Turchin’s research team analyzed societies across 10,000 years to study the drivers of societal collapse, and found two primary factors: When the economic fortunes of large swaths of society decline, and when the ranks of the wealthy and overeducated increase beyond the number of elite positions to accommodate them. The U.S. has confronted these twin forces twice before. The first instance led to the Civil War, which ameliorated elite overproduction only through the defeat of the South’s plantation-based aristocracy. The second led to the New Deal era, which, crucially, eased elite overproduction through nonviolent means. “The ruling class itself was an important part of this—or, at least, a prosocial faction of the ruling class, which persuaded enough of their peers to acquiesce to the era’s progressive reforms,” Turchin writes.

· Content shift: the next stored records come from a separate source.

PR #1366, opened 2023-02-28
[CMake] Workaround stale object files causing rebuilds

bnbarham:
Consider the case of A -> B. The previous workaround will add a `forced-B-dep.swift` to A that is touched if B rebuilds. So if B is rebuilt, A is also rebuilt. But A itself has no real changes, and so none of its object files are built and none of the mtimes are updated.

Thus, A is then rebuilt again on the next run because its input (`forced-B-dep.swift`) is newer than the corresponding object file. To prevent this, remove all object files before calling the build (which is actually a link step that both compiles and links).


bnbarham:
@swift-ci please test

bnbarham:
@drodriguez I haven't tested this thoroughly, but a quick test of rebuilding swift-syntax itself with a comment change does work.

@artemcm I'll probably put this hack in either way, but it seems like maybe we should just update the object file mtime here? In general I don't think it's particularly uncommon for build systems to rebuild if the input mtime is newer than the output. Even if CMake was fixed to properly add a dependency to the swiftmodule here, this would still be a problem when there's actual new code that doesn't cause any object file changes.

etcwilde:
For my notes; it's because the object file is recorded in the Ninja build graph as an output of the compilation (along with the archive). Since the object file doesn't get updated, ninja continues to see it as an out-of-date product, and goes in for the rebuild. The driver should likely `touch` the files saying that they are in fact up-to-date to appease the Ninjas.

drodriguez:
The library where I found the problem does not use `add_swift_host_library`, though. It uses a naked `add_library`, so if I am not mistaken, this approach will not apply there? https://github.com/apple/swift/blob/f20eaac5be2f216dbbe2ddb44909ccb548ece048/lib/ASTGen/CMakeLists.txt#L21

What I tried was adding two `COMMAND` to https://github.com/apple/swift/blob/f20eaac5be2f216dbbe2ddb44909ccb548ece048/lib/ASTGen/CMakeLists.txt#L79. That way the object is only deleted if the dependency changes (leaving the rest of the fake files untouched). I was "hardcoding" a little the paths, but I think something can be done with `TARGET_OBJECTS` that I did not realized before.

The U.S. faces similar challenges now. Wages have declined for much of its population, while the growth of its richest and most-educated population has outstripped the increase in elite positions, creating resentment and fomenting rancor. It leaves us on a precipice that once led to war, and once to reform. “The long history of human society compiled in our database suggests that America’s current economy is so lucrative for the ruling elites that achieving fundamental reform might require a violent revolution,” Turchin concludes at the link in our bio. “But we have reason for hope. It is not unprecedented for a ruling class—with adequate pressure from below—to allow for the nonviolent reversal of elite overproduction. But such an outcome requires elites to sacrifice their near-term self-interest for our long-term collective interests. At the moment, they don’t seem prepared to do that.”